The Cedar, Tanner said, is an exceptional home for trout. It has stability in water flow, depth, temperature and velocity. Its cold waters support the plants, aquatic critters, hiding places, and pools that nurture trout during every phase of their lives. Trout eggs are protected by the river’s polished gravel. Superior nursery areas provide fry and fingerlings ample food and cover from predators.

If Shanty Creek ever turns on its new pumps, said Tanner, it would set in motion a downward spiral of biological events. As the river’s depth dropped, the shallow areas, where fry and fingerlings live, would freeze. Plants that support trout food would die. Fry would be forced to move to new feeding areas and become even more vulnerable to predators.

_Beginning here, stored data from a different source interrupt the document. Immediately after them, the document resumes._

PR #2721, opened 2017-05-23
swrasterizer: implemented TextureCube

wwylele:
Currently only implemented in the software renderer, not in gl one. I have some questions regarding to this implementation and incoming gl implementation:
 - `// TODO: Refactor so cubemaps and shadowmaps can be handled` what kind of refactor is preferred here?
 - When implementing in gl, should gl's cube mapping be used, or we store them in 6 texture2D and manually convert the coordinates?

And [here](https://www.dropbox.com/s/l6zzmkiw4gh1eoq/texture_box.zip?dl=1) is a testing program

---
This change is [Reviewable](https://reviewable.io/reviews/citra-emu/citra/2721)

### DIFF
--- a/src/video_core/regs_texturing.h
+++ b/src/video_core/regs_texturing.h
@@ -133,7 +133,32 @@ struct TexturingRegs {
         BitField<16, 1, u32> clear_texture_cache; // TODO: unimplemented
     } main_config;
     TextureConfig texture0;
-    INSERT_PADDING_WORDS(0x8);
+
+    enum class CubeFace {
+        PositiveX = 0,
+        NegativeX = 1,
+        PositiveY = 2,
+        NegativeY = 3,
+        PositiveZ = 4,
+        NegativeZ = 5,
+    };
+
+    BitField<0, 22, u32> cube_address[5];
+
+    PAddr GetCubePhysicalAddress(CubeFace face) const {
+        PAddr address = texture0.address;
+        if (face != CubeFace::PositiveX) {
+            // Bits [22:27] from the main texture address is shared with all cubemap additional
+            // addresses.
+            auto& face_addr = cube_address[static_cast<size_t>(face) - 1];
+            address &= ~face_addr.mask;
+            address |= face_addr;
+        }
+        // A multiplier of 8 is also needed in the same way as the main address.
+        return address * 8;
+    }
+
+    INSERT_PADDING_WORDS(0x3);
     BitField<0, 4, TextureFormat> texture0_format;
     BitField<0, 1, u32> fragment_lighting_enable;
     INSERT_PADDING_WORDS(0x1);
--- a/src/video_core/swrasterizer/rasterizer.cpp
+++ b/src/video_core/swrasterizer/rasterizer.cpp
@@ -5,6 +5,7 @@
 #include <algorithm>
 #include <array>
 #include <cmath>
+#include <tuple>
 #include "common/assert.h"
 #include "common/bit_field.h"
 #include "common/color.h"
@@ -69,6 +70,49 @@ static int SignedArea(const Math::Vec2<Fix12P4>& vtx1, const Math::Vec2<Fix12P4>
     // TODO: There is a very small chance this will overflow for sizeof(int) == 4
     return Math::Cross(vec1, vec2).z;
 };
+
+/// Convert a 3D vector for cube map coordinates to 2D texture coordinates along with the face name
+static std::tuple<float24, float24, PAddr> ConvertCubeCoord(float24 u, float24 v, float24 w,
+                                                            const TexturingRegs& regs) {
+    const float abs_u = std::abs(u.ToFloat32());
+    const float abs_v = std::abs(v.ToFloat32());
+    const float abs_w = std::abs(w.ToFloat32());
+    float24 x, y, z;
+    PAddr addr;
+    if (abs_u > abs_v && abs_u > abs_w) {
+        if (u > float24::FromFloat32(0)) {
+            addr = regs.GetCubePhysicalAddress(TexturingRegs::CubeFace::PositiveX);
+            y = -v;
+        } else {
+            addr = regs.GetCubePhysicalAddress(TexturingRegs::CubeFace::NegativeX);
+            y = v;
+        }
+        x = -w;
+        z = u;
+    } else if (abs_v > abs_w) {
+        if (v > float24::FromFloat32(0)) {
+            addr = regs.GetCubePhysicalAddress(TexturingRegs::CubeFace::PositiveY);
+            x = u;
+        } else {
+            addr = regs.GetCubePhysicalAddress(TexturingRegs::CubeFace::NegativeY);
+            x = -u;
+        }
+        y = w;
+        z = v;
+    } else {
+        if (w > float24::FromFloat32(0)) {
+            addr = regs.GetCubePhysicalAddress(TexturingRegs::CubeFace::PositiveZ);
+            y = -v;
+        } else {
+            addr = regs.GetCubePhysicalAddress(TexturingRegs::CubeFace::NegativeZ);
+            y = v;
+        }
+        x = u;
+        z = w;
+    }
+    const float24 half = float24::FromFloat32(0.5f);
+    return std::make_tuple(x / z * half + half, y / z * half + half, addr);
+}
 
 MICROPROFILE_DEFINE(GPU_Rasterization, "GPU", "Rasterization", MP_RGB(50, 50, 240));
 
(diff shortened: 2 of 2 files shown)


src/video_core/regs_texturing.h
```diff
@@ -133,7 +133,25 @@ struct TexturingRegs {
...
+    enum class CubeFace {
+        PositiveX = 0,
+        NegativeX = 1,
+        PositiveY = 2,
+        NegativeY = 3,
+        PositiveZ = 4,
+        NegativeZ = 5,
+    };
+
+    BitField<0, 22, u32> cube_address[5];
```
wwylele: I am not sure if I should use `std::array` here. As far as I see all existing arrays defined in regs are raw array, so I followed the convention here

bunnei: Consistency here is fine IMO... although they probably can all be updated to std::array in a separate change

src/video_core/regs_texturing.h
```diff
@@ -133,7 +133,25 @@ struct TexturingRegs {
...
+
+    PAddr GetCubePhysicalAddress(CubeFace face) const {
+        if (face == CubeFace::PositiveX)
+            return texture0.GetPhysicalAddress();
+        return ((texture0.address & 0xFC00000) | cube_address[static_cast<size_t>(face) - 1]) * 8;
```
bunnei: * What is 0xFC0000? Should it be a constant? Ditto with 8
* Perhaps add a comment explaining what's going on here?
* Should we do any bounds checking/assert/etc. on `face`?

src/video_core/swrasterizer/rasterizer.cpp
```diff
@@ -69,6 +70,49 @@ static int SignedArea(const Math::Vec2<Fix12P4>& vtx1, const Math::Vec2<Fix12P4>
     return Math::Cross(vec1, vec2).z;
 };
 
+/// Convert a 3D vector for cube map coordinates to 2D texture coordinates along with the face name
+static std::tuple<float24, float24, TexturingRegs::CubeFace> ConvertCubeCoord(float24 u, float24 v,
+                                                                              float24 w) {
+    float abs_u = std::abs(u.ToFloat32());
```
bunnei: These can be `const`

src/video_core/swrasterizer/rasterizer.cpp
```diff
@@ -69,6 +70,49 @@ static int SignedArea(const Math::Vec2<Fix12P4>& vtx1, const Math::Vec2<Fix12P4>
...
+    float abs_v = std::abs(v.ToFloat32());
+    float abs_w = std::abs(w.ToFloat32());
+    float24 x, y, z;
+    TexturingRegs::CubeFace face;
```
bunnei: nit: Always prefer to initialize variables to prevent unpredictable behavior, although in this case these will always get set

src/video_core/regs_texturing.h
wwylele: - The five additional address share some higher bits with the main address. `0xFC00000` is the mask of the shared part. I will change this to be generated by the bitfield length of addresses.
 - `8` is the common address multiplier. See `GetPhysicalAddress` above. 
 - Will add some comments, of course
 - since face is already a `enum class`, which has a natural boundary, I think the checking is unnecessary because one shouldn't use a value out from the enum anyway.

wwylele:
Addressed comments above. For the address registers, I made a separate bitfield for the shared part of the main address and made it easier to read

yuriks:
Reviewed 2 of 2 files at r3, 2 of 2 files at r4.

---

*[src/video_core/regs_texturing.h, line 151 at r2](https://reviewable.io:443/reviews/citra-emu/citra/2721#-KkpOeX5P-d5Wh0jQlX5-r2-151:-KlFwIh5JR5Tx-otn7nY:b-8boboi) ([raw file](https://github.com/citra-emu/citra/blob/375ae9c2068c6712b9f9a34e3977175eff62da76/src/video_core/regs_texturing.h#L151)):*

 - The five additional address share some higher bits with the main address. `0xFC00000` is the mask of the shared part. I will change this to be generated by the bitfield length of addresses.
 - `8` is the common address multiplier. See `GetPhysicalAddress` above. 
 - Will add some comments, of course
 - since face is already a `enum class`, which has a natural boundary, I think the checking is unnecessary because one shouldn't use a value out from the enum anyway.
</blockquote></details>

I think that not using `texture0.GetPhysicalAddress` and instead calculating face 0 in here might make it more obvious how the addresses relate to each other, though your current version isn't bad either:
```c++
PAddr GetCubePhysicalAddress(CubeFace face) const {
    PAddr address = texture0.address;
    if (face != CubeFace::PositiveX) {
        auto& face_addr = cube_address[static_cast<size_t>(face) - 1];
        address &= ~face_addr.mask;
        address |= face_addr;
    }
    return address * 8;
}
```

---

*[src/video_core/regs_texturing.h, line 151 at r4](https://reviewable.io:443/reviews/citra-emu/citra/2721#-KlFy7dqzgAuYS-AEOz-:-KlFy7dqzgAuYS-AEOz0:bud27ss) ([raw file](https://github.com/citra-emu/citra/blob/26908ab39d3e8e66e1ec13f7c45057f4dfd75fe8/src/video_core/regs_texturing.h#L151)):*
> ```objc
> 
>     BitField<0, 22, u32> cube_address[5];
> ```

Roll this change (trimming whitespace) into the previous commit.

---

*[src/video_core/swrasterizer/rasterizer.cpp, line 80 at r2](https://reviewable.io:443/reviews/citra-emu/citra/2721#-KkpOeX5P-d5Wh0jQlX6-r2-80:-KlG-ex6F-dwxkXiq4FY:bbgdui5) ([raw file](https://github.com/citra-emu/citra/blob/375ae9c2068c6712b9f9a34e3977175eff62da76/src/video_core/swrasterizer/rasterizer.cpp#L80)):*
<details><summary><i>Previously, bunnei wrote…</i></summary><blockquote>

nit: Always prefer to initialize variables to prevent unpredictable behavior, although in this case these will always get set
</blockquote></details>

If you expect to set a variable in every branch, then isn't it better to leave it un-initialized, allowing the compiler to give you warnings if you forget to do it in some branch?

---

*[src/video_core/swrasterizer/rasterizer.cpp, line 384 at r4](https://reviewable.io:443/reviews/citra-emu/citra/2721#-KlFzdV1zZy05viZ3cik:-KlFzdV2Kx7iEGQN2ktO:b-cfc9tk) ([raw file](https://github.com/citra-emu/citra/blob/26908ab39d3e8e66e1ec13f7c45057f4dfd75fe8/src/video_core/swrasterizer/rasterizer.cpp#L384)):*
> ```cpp
>                         texture_data =
>                             Memory::GetPhysicalPointer(texture.config.GetPhysicalAddress());
>                     }
> ```

Instead adding this `is_cube` variable, add a texture_address variable, initialize it with `texture.config.GetPhysicalAddress()` before the `if (i == 0)`. In the case of cube texturing simply replace the address with the correct one inside the switch, removing the need to have two cases here. Might also be worth moving the computation of the address inside `ConvertCubeCoord`, because then you'll always be passing a constant value into `GetCubePhysicalAddress`, making the branching effectively free since it'll be inlined.

---


*Comments from [Reviewable](https://reviewable.io:443/reviews/citra-emu/citra/2721)*

wwylele:
Review status: 0 of 2 files reviewed at latest revision, 6 unresolved discussions.

---

*[src/video_core/regs_texturing.h, line 151 at r2](https://reviewable.io:443/reviews/citra-emu/citra/2721#-KkpOeX5P-d5Wh0jQlX5-r2-151:-KlKVbEAChbEwe1bsJEB:b-hiuolz) ([raw file](https://github.com/citra-emu/citra/blob/375ae9c2068c6712b9f9a34e3977175eff62da76/src/video_core/regs_texturing.h#L151)):*

I think that not using `texture0.GetPhysicalAddress` and instead calculating face 0 in here might make it more obvious how the addresses relate to each other, though your current version isn't bad either:
```c++
PAddr GetCubePhysicalAddress(CubeFace face) const {
    PAddr address = texture0.address;
    if (face != CubeFace::PositiveX) {
        auto& face_addr = cube_address[static_cast<size_t>(face) - 1];
        address &= ~face_addr.mask;
        address |= face_addr;
    }
    return address * 8;
}
```
</blockquote></details>

Done. This PR was before BitField revise so didn't make use of the `mask` field.

---

*[src/video_core/swrasterizer/rasterizer.cpp, line 384 at r4](https://reviewable.io:443/reviews/citra-emu/citra/2721#-KlFzdV1zZy05viZ3cik:-KlKZowwWXSto0GsLk7z:b-zeom22) ([raw file](https://github.com/citra-emu/citra/blob/26908ab39d3e8e66e1ec13f7c45057f4dfd75fe8/src/video_core/swrasterizer/rasterizer.cpp#L384)):*

Instead adding this `is_cube` variable, add a texture_address variable, initialize it with `texture.config.GetPhysicalAddress()` before the `if (i == 0)`. In the case of cube texturing simply replace the address with the correct one inside the switch, removing the need to have two cases here. Might also be worth moving the computation of the address inside `ConvertCubeCoord`, because then you'll always be passing a constant value into `GetCubePhysicalAddress`, making the branching effectively free since it'll be inlined.
</blockquote></details>

Done, but didn't move address computation here, because it might also be shared with gl renderer (or, at least as a documentation, can give the idea when one want to implement it in the gl renderer)

---


*Comments from [Reviewable](https://reviewable.io:443/reviews/citra-emu/citra/2721)*

wwylele:
oops, something wrong

wwylele:
Review status: 0 of 2 files reviewed at latest revision, 6 unresolved discussions.

---

*[src/video_core/swrasterizer/rasterizer.cpp, line 384 at r4](https://reviewable.io:443/reviews/citra-emu/citra/2721#-KlFzdV1zZy05viZ3cik:-KlKf06FiH9UXXyzA6zo:b-63vqb7) ([raw file](https://github.com/citra-emu/citra/blob/26908ab39d3e8e66e1ec13f7c45057f4dfd75fe8/src/video_core/swrasterizer/rasterizer.cpp#L384)):*

Done, but didn't move address computation here, because it might also be shared with gl renderer (or, at least as a documentation, can give the idea when one want to implement it in the gl renderer)
</blockquote></details>

nvm about the comment of address computation. fixed

---


*Comments from [Reviewable](https://reviewable.io:443/reviews/citra-emu/citra/2721)*

yuriks:
Reviewed 2 of 2 files at r5, 1 of 1 files at r6.

---



*Comments from [Reviewable](https://reviewable.io:443/reviews/citra-emu/citra/2721)*

yuriks:
LGTM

Tanner’s testimony was the deciding factor in the hearing. On Nov. 5, Circuit Court Judge Power ruled that Friends of the Cedar had sufficiently shown that Shanty Creek’s proposal was in violation of two state environmental laws. He issued an order that blocked the water diversion until a full trial is held late next spring. And Judge Power took special care to commend the former DNR director for delivering such a "persuasive" presentation. Environmentalists called Judge Power’s order the most significant court decision in the public interest in northern Michigan in recent memory.

Long known as a cautious scientist and a careful administrator, the Cedar River case has emboldened Tanner. He is moving quickly to take on a new role as an advocate, as intent on protecting his boyhood trout stream as he is in reviving the state’s conservation tradition. "I have not been happy with the way things are going," he said. "Our obligation is to leave this place better than we found it."